Band finds itself bowl bound

December 7, 2001

After days of uncertainty, university officials confirmed Thursday that the 300-member Spartan Marching Band will travel to the Silicon Valley Football Classic in San Jose, Calif.

“We are pleased that the band will be going to the bowl,” MSU President M. Peter McPherson said. “Obviously, the members of the band want to do this, and after looking through the figures we are pleased that they would go.”

University spokesman Terry Denbow said the full band will travel to the game, which pits MSU against No. 19 Fresno State on Dec. 31.

“The bottom line is that it’s an investment to help the momentum of the football program,” Denbow said. “Plus it will give the university a significant presence in California - a state that has plenty of MSU alumni.”

Band director John Madden asked band members to refrain from talking to the media and was not available for comment Thursday.

The football team will arrive in San Jose for its first practice at San Jose State’s Spartan Stadium on Dec. 26. The band will arrive two days later and stay through Dec. 31.

Although the school expects to lose money on the trip - similar to the 1997 Jeep Aloha Bowl, which cost the university $310,000 - MSU is willing to foot the bill for the band to participate, Denbow said.

“I expect that there will be some losses in connection to this bowl, which will be incurred by the athletic department,” McPherson said. “The athletic department budget at Michigan State is separate from the rest of university. I think it is important to maintain that separation. That is why financial issues are always difficult.”

MSU trustees Robert Weiss and Dee Cook said they support the decision to have the entire band travel to the game, despite budget constraints.

“The band is part of presenting the university in the best light,” Weiss said. “We have been to bowls where the band has been involved, and they make the difference.”

Significant cutbacks in the number of school officials and guests traveling to the bowl are helping MSU stretch its bowl budget to afford to send the band.

“I am thrilled because the band is part of the whole experience - they add a lot of color, and it is a great experience for them,” Cook said. “I’m happy they have been able to work the numbers and limit the official party to the point where the band will go.”

But MSU is still preparing for a profit loss, despite the fact it will earn $750,000 for playing in the game and receive some financial help from the Big Ten, the university announced Thursday.

The conference said it will give the university $273,000 to help pay for the $300,000 corporate sponsorship fee MSU agreed to pay when it accepted the bowl bid, Denbow said.

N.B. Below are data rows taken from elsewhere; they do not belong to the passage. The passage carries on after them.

PR #576, opened 2018-02-07
(Feature) Autosave all stores and clear localStorage after stepFour

fvictorio:
This is the first step in the local storage feature. Please note that this PR is using a feature branch (`persist-crowdsale-state-#529`) as the base branch, since this is not ready for production yet. I expect this feature to have a lot of corner cases, so doing multiple reviews and PRs should help us to eventually merge this in master with less risk.

In this change, all the stores are autosaved to localStorage, and get their data from there in the constructor. This makes the deploy to be resumable: to test it, just reject a transaction and refresh the page; it should allow you to continue the deploy. (As a side effect, that might be a feature or a bug, you can also refresh in the step two and three and most inputs are preserved.)

**The main issue** with this is that if you deploy a crowdsale and then go back to the start and try to deploy a new one, some of the data from the previous crowdsale is already loaded. If you want to try several deploys, you have to go to the home page, open devtools, run `localStorage.clear()` and refresh the page.

(The same issue happens if you just visit a crowdsale or invest page and then try to deploy your own crowdsale: the data from the crowdsale you visited is pre-loaded.)

**Another major issue** is that for you to resume the deploy, you have to go to step four. So, for example, if your browser crashes in the middle of a deploy, and you go to the main page of the wizard, you'll not be redirected to the deploy.

My idea for improving this is that if you go to the home page of the wizard and the data in local storage indicates that you have an incomplete deploy, a modal appears telling you this and asking if you want to resume the deploy. If you accept, you are redirected to the step four and things should just work. If you cancel, the local storage data is cleared.


src/stores/GasPriceStore.js
```diff
@@ -74,6 +64,31 @@ class GasPriceStore {
         return Promise.resolve()
       })
   }
+
+  @computed
```
fvictorio: I converted the descriptions to computed values because functions cannot be serialized and saved in local storage.

vbaranov:
>My idea for improving this is that if you go to the home page of the wizard and the data in local storage indicates that you have an incomplete deploy, a modal appears telling you this and asking if you want to resume the deploy. If you accept, you are redirected to the step four and things should just work. If you cancel, the local storage data is cleared.

I agree. We need this to implement. Also, we have a similar bug in the current version: when we successfully passed through the deployment process and returned back to the main page again, for example, through the left-top logo, all fields in step 2,3 are filled from the previous deployment. I think it should be fixed in the frame of future PR implementing local storage too.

Five other schools - Illinois, Michigan, Ohio State, Purdue and Iowa - will also make bowl appearances this year, and Denbow said each will receive financial help from the Big Ten.

MSU also has to pay $250,000 in ticket fees for the 5,000 tickets allotted to the athletic department for sale.

But in the future, sending the band to major events may not be as costly. The MSU School of Music and the athletic department have developed a partnership to begin a fund-raising plan for future band travel, Denbow said.

Staff writer Eric Morath contributed to this report.